* Task data *

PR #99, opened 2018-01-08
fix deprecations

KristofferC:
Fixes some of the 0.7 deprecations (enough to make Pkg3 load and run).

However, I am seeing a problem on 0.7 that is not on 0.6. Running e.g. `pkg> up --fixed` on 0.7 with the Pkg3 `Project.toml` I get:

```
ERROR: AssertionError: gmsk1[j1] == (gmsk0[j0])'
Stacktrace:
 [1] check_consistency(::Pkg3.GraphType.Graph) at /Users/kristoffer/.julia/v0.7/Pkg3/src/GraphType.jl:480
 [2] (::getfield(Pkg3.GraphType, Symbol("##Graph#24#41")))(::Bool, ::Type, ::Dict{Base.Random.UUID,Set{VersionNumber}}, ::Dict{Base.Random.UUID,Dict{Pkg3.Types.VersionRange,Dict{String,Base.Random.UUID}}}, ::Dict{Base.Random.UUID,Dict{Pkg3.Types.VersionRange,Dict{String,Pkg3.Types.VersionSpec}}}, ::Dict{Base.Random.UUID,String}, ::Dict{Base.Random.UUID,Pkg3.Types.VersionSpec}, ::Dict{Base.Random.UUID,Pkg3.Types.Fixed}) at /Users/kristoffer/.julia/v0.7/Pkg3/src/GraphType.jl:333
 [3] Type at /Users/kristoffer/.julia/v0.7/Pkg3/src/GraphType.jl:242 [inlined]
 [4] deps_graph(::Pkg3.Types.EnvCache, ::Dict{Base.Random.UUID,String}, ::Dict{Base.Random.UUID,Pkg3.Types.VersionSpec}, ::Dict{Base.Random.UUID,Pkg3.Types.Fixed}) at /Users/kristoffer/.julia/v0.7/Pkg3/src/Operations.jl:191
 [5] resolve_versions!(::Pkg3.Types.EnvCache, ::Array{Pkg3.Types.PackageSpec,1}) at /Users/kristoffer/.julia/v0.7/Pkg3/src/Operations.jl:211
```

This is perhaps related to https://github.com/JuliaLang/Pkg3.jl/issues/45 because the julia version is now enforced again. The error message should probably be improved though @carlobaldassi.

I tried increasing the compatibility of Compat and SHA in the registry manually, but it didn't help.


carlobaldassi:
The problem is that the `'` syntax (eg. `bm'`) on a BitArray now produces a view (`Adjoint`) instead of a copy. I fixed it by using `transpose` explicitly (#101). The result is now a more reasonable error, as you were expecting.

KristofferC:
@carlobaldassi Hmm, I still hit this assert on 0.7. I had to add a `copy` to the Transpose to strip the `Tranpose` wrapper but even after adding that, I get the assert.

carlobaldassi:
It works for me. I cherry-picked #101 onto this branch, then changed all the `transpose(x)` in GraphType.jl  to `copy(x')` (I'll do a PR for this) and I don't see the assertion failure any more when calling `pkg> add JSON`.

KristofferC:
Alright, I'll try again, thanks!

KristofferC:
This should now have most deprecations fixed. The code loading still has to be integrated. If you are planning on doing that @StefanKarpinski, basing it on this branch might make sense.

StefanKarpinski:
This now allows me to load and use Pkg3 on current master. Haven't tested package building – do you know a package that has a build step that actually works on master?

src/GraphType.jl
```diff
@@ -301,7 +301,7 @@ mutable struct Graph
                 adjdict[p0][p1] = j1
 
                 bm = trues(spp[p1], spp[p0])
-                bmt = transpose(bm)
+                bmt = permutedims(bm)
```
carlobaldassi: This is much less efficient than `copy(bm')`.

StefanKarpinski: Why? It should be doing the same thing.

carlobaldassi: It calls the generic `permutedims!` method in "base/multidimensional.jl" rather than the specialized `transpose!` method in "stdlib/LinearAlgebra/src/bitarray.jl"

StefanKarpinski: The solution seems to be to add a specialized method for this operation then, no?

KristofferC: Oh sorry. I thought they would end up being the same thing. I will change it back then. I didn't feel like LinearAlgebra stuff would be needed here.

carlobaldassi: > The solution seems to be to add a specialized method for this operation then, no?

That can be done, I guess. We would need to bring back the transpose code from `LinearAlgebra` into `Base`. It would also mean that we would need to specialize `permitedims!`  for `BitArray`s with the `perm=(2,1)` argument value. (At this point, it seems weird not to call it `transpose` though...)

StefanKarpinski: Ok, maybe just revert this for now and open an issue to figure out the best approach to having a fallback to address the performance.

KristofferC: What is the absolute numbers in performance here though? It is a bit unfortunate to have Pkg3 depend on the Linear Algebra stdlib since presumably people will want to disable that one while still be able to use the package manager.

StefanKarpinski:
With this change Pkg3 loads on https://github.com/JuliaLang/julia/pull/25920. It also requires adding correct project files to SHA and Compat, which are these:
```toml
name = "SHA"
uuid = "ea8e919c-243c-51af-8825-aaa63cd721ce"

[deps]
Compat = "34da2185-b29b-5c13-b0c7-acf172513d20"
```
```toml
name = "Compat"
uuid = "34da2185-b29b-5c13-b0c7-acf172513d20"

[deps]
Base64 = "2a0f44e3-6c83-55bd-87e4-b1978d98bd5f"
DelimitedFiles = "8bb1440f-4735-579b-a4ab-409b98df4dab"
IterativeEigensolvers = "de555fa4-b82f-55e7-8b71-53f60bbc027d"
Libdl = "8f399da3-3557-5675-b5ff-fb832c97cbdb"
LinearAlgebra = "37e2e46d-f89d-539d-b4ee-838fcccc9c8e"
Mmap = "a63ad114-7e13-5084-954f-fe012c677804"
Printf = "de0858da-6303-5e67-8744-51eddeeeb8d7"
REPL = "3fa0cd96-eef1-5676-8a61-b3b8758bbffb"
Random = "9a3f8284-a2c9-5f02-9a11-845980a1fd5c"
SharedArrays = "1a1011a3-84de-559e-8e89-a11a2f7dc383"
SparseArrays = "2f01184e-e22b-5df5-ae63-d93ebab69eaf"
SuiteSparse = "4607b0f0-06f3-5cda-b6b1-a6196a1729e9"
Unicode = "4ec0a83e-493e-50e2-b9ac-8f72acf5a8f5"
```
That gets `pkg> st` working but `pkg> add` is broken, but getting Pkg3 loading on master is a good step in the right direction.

==

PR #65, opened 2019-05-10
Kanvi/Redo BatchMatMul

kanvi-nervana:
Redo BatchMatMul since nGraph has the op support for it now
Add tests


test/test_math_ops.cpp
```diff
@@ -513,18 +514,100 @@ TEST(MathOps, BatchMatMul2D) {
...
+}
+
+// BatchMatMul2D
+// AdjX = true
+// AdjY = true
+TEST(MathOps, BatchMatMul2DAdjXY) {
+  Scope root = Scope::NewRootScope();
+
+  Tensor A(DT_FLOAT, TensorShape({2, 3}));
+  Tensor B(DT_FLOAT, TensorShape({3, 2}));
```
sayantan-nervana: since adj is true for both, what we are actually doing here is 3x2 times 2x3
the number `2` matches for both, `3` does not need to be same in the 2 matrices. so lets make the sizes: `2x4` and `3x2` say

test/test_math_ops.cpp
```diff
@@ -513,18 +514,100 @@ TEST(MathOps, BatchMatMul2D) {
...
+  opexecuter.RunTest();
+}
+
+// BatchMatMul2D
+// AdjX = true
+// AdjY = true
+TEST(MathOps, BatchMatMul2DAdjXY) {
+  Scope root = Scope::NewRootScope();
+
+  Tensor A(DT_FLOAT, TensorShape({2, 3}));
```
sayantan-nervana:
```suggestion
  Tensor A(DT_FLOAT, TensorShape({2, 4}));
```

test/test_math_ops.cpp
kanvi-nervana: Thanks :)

* * *

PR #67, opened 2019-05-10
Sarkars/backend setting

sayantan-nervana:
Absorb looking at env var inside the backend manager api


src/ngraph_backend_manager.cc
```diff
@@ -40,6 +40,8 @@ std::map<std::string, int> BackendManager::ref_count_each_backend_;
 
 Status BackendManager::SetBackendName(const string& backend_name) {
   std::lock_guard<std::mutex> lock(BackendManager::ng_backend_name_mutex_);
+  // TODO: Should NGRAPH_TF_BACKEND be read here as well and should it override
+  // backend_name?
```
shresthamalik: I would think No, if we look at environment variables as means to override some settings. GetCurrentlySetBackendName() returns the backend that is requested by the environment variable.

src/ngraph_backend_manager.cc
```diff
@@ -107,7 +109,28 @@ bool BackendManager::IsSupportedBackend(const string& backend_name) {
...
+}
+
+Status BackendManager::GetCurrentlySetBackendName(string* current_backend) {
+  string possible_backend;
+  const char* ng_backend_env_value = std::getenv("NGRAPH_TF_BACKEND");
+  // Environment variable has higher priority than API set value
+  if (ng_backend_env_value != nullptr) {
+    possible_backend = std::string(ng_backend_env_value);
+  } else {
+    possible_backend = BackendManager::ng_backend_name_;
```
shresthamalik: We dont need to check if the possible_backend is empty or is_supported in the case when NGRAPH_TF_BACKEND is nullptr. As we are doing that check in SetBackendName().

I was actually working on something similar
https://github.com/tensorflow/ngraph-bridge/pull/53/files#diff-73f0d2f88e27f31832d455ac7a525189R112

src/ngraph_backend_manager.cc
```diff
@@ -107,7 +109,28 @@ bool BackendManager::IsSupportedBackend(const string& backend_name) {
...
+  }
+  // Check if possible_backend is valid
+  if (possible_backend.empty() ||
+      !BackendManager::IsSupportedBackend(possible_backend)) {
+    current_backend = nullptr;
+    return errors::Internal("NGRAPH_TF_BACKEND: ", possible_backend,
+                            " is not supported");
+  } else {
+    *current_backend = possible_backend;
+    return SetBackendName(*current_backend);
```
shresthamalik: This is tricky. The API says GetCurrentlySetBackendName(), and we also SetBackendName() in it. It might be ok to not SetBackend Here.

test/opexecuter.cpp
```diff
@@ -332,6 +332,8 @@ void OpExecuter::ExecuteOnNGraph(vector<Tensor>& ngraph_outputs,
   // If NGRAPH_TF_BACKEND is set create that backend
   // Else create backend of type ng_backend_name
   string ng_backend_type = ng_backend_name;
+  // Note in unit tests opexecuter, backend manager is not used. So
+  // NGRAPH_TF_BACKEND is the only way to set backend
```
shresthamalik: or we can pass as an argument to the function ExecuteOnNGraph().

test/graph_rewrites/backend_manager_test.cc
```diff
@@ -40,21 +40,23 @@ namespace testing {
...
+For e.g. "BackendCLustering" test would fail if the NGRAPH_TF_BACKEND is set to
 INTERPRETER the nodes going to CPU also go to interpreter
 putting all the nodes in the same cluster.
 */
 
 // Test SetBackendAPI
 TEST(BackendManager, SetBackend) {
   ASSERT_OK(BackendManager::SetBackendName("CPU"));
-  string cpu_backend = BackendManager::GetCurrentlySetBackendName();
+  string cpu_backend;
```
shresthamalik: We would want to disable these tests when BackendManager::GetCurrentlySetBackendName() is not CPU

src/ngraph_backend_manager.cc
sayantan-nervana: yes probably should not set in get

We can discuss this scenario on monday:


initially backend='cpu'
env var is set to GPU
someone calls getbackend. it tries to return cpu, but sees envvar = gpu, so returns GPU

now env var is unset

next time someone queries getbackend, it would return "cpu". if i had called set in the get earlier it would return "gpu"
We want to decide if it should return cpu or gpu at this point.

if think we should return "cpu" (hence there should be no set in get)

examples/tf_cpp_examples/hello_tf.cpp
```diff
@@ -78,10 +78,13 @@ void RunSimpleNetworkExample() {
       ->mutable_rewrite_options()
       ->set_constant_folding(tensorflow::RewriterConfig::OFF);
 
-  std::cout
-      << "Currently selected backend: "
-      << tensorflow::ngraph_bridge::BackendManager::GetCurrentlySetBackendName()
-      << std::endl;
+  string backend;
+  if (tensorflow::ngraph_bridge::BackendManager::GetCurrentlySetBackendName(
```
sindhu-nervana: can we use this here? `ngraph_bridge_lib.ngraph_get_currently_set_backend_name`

* Work instruction *
Which lines above contain the word "still"? Copy each of them.

* Solution to this problem *
@carlobaldassi Hmm, I still hit this assert on 0.7. I had to add a `copy` to the Transpose to strip the `Tranpose` wrapper but even after adding that, I get the assert.
This should now have most deprecations fixed. The code loading still has to be integrated. If you are planning on doing that @StefanKarpinski, basing it on this branch might make sense.
KristofferC: What is the absolute numbers in performance here though? It is a bit unfortunate to have Pkg3 depend on the Linear Algebra stdlib since presumably people will want to disable that one while still be able to use the package manager.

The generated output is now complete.